The motivation for this article culminates from the ongoing intense discussion that continues to precipitate based on the talk that Dr. Bereket Berhane1 (henceforth referred to as Dr. BB) gave about his firsthand experience from working at the border between Eritrea and Ethiopia as a medical doctor. Dr. BB provides ample context for his talk… Gives somewhat detailed background of the Eritrean youth movement that coincided with the Arab spring…Mentions the Debre Zeiti gatherings and the 2008 California EYC movement… so on and so forth. Interestingly, at the outset, Dr. BB states that change requires sacrifice, time, capacity… and it is time consuming he says as he commends the individual who singlehandedly made the talk happen. In this paper, I am going to use Critical Discourse Analysis (CDA) to hone into Dr. BB’s talk translating it into English text, thereafter analyzing it. This undertaking, thank goodness did not go beyond the first several minutes of the talk. In the nick of time, Dr. BB promised to write an article in several days that would clarify his position. I must admit, this came as a big sigh of relief for me because to do CDA is labor intensive enough without translating the talk from Tigrinya to English. I would’ve had to do textual and contextual analysis frame-by-frame, which would’ve amounted thirty-to-forty pages of work. Now that I don’t have to do that as Dr. BB will give us all the needed context for his talk, suffice it to mention CDA can be extremely helpful when analyzing the work of individuals, be it a written text or the spoken word with visual medium to boot. So, CDA will have to be saved for some future endeavor when the right time calls for it.

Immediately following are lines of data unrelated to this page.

PR #96, opened 2022-11-03
feat: added voterUniqueID in oracleRegistrationVote transaction

gyuguen:
## Implement
When executing oracleRegistrationVote, `voterUniqueID` is added to parameter.
So I applied it.


event/oracle/event.go
```diff
@@ -29,6 +29,7 @@ func makeMsgVoteOracleRegistration(uniqueID, voterAddr, votingTargetAddr string,
 
 		registrationVote := &oracletypes.OracleRegistrationVote{
 			UniqueId:               uniqueID,
+			VoterUniqueId:          voterUniqueID,
```
0xHansLee, line 32: This might be extension of the previous [discussion](https://github.com/medibloc/panacea-core/pull/488#pullrequestreview-1167844466).

Here, two uniqueIDs are used: `uniqueID` and `voterUniqueID`.
The `uniqueID` is a uniqueID from event subscription. May I ask what's the purpose of using this uniqueID in vote?
I think we can put the oracle's uniqueID(`voterUniqueID`) into `UniqueId` field in `OracleRegistrationVote` struct.

gyuguen: Thank you.

I just reflected our discussion into the code.

https://github.com/medibloc/panacea-doracle/pull/96/commits/06523f0d0178f1206a6bca68f57e458814ff6781

gyuguen: For reference, when execute UpgradeOracle transaction, we shoud using OracleRegistration's uniqueID

0xHansLee: I got why we need two unique IDs
We use the same vote for both oracle registration and upgrade. 
But in case of upgrade, the two different uniqueIDs are required: old version and new version.
I understand now. Thx!

0xHansLee (approved):
good

audtlr24 (approved):
lgtm!

inchori (approved):
LGTM

PR #97, opened 2022-11-04
feat: added lightClient logLevel in config.toml

gyuguen:
## Implement
Current, we are using `info` logType in lightClient.
But this log is confusing because it looks like an error.
```
I[2022-11-04|01:19:15.241] error from light block request from primary, replacing... error="height requested is too high" height=527 primary=http{tcp://15.165.191.68:26657}
I[2022-11-04|01:19:16.385] error from light block request from primary, replacing... error="height requested is too high" height=527 primary=http{tcp://15.165.191.68:26657}
I[2022-11-04|01:19:17.533] error from light block request from primary, replacing... error="height requested is too high" height=527 primary=http{tcp://15.165.191.68:26657}
I[2022-11-04|01:19:18.677] error from light block request from primary, replacing... error="height requested is too high" height=527 primary=http{tcp://15.165.191.68:26657}
```

So I improve that it possible set lightClient logType in `config.toml`
If you set as light-client-log-type="error", will not print the light-client log until an error occurs.


audtlr24 (approved):
LGTM!

0xHansLee (approved):
Unfortunately, info log of light client is too noisy...
We have no choice. thank you.

inchori (approved):
LGTM

PR #101, opened 2022-11-09
feat: fix account sequence mismatch

### LINKED ISSUE #98: Error occured that "account sequence mismatch"
## Background
I had run two oracles, one is old oracle and the other oracle is the new oracle.
When an event occurs, both oracles subscribe at the same time.
And at the same time execute the transaction.
Two transactions are received in blockChain at the same time. 
Resultly, One transaction is success, another transaction is failed.
The failed reason is `account sequence mismatched`.

## Implement
When oracle starts, it gets the active uniqueID from the blockchain and compares one's own uniqueID.
* If two uniqueID match, Oracle starts subscribing to the vote event.
* Is not matched, Oracle doesn't subscribe to the vote event.
* In both case, It does subscribed OracleUpgradeEvent.

And when Oracle receives OracleUpgradeEvent, it compares one's own UniqueID.
* If two uniqueID match, Oracle starts subscribing to the vote event.
* Is not matched, Oracle stopping subscribe to the vote event.

gyuguen:
## Implement
I imporve like below:
* Added `OracleUpgradedEvent`
  * This event is raised when the OracleUpgrade is compelete.
  * If is not same one's own uniqueID and active uniqeID, all voteEvents change enable status to `false`
  * if not, all voteEvent change eanble status to `true`
* VoteEvent enable state is `true`, then the vote is execute. Otherwise, the voting will not be executed.
* All events added `prepare` step before subscribing.


cmd/doracled/cmd/start.go
```diff
@@ -29,11 +30,16 @@ func startCmd() *cobra.Command {
...
 			defer svc.Close()
 
-			err = svc.StartSubscriptions(
+			voteEvents := []event.Event{
 				oracleevent.NewRegisterOracleEvent(svc),
 				oracleevent.NewUpgradeOracleEvent(svc),
 				datadealevent.NewDataVerificationEvent(svc),
 				datadealevent.NewDataDeliveryVoteEvent(svc),
+			}
+			upgradedOracleEvent := oracleevent.NewUpgradedOracleEvent(svc, voteEvents)
```
gyuguen, line 39: `UpragedOracleEvent` need to voteEvents parameter.

event/oracle/upgraded_oracle_event.go
```diff
@@ -0,0 +1,70 @@
...
+
+func NewUpgradedOracleEvent(r event.Reactor, voteEvents []event.Event) *UpgradedOracleEvent {
+	return &UpgradedOracleEvent{
+		reactor:    r,
+		enable:     true,
+		voteEvents: voteEvents,
+	}
+}
+
+func (e *UpgradedOracleEvent) Prepare() error {
```
gyuguen, line 32: This function is called before each event subscribes.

I will venture, however, to write in today’s piece on my overall impression of the state of our opposition camp, which is fraught with so much angst that one doesn’t even know where to begin, but beginning one must. Perhaps continuing where Dawit Mesfin’s2 article, “All About Self-Liberation”, left off might as well be a good starting point for those of us who profess to belong to the opposition camp. Transcending the notion of “self-liberation” via “self-awareness…[and] the need to possess moral virtues, grow out of our objectionable nature”, requires us to deeply consider certain habits of mind; habits of mind that we have been accustomed to promulgating as though it was part of our characteristic way of arguing and counter arguing. How can one claim to be liberated if one cannot even admit to past mistakes? How can we claim to possess any “moral virtues” when we are incapable of speaking against Eritrean officials who happen to share the same DNA as we do, who served the menace at home? And, we don’t even find it contradiction in terms when accusing others? How can one have any credibility left if one’s political party is defined based on his/her region or vice versa? Guess who’s a master at that – Right you are: The menace at homeland. How can one refuse to denounce one’s siblings who advocate for agazian’s hateful campaigns or one’s family members who continue to uphold extreme religious viewpoints that are a notch or two below that of Al Qaeeda or ISIS or Boko Haram or al Shabab. We need to really do some serious soul searching before we begin accusing others of unpatriotic tendencies.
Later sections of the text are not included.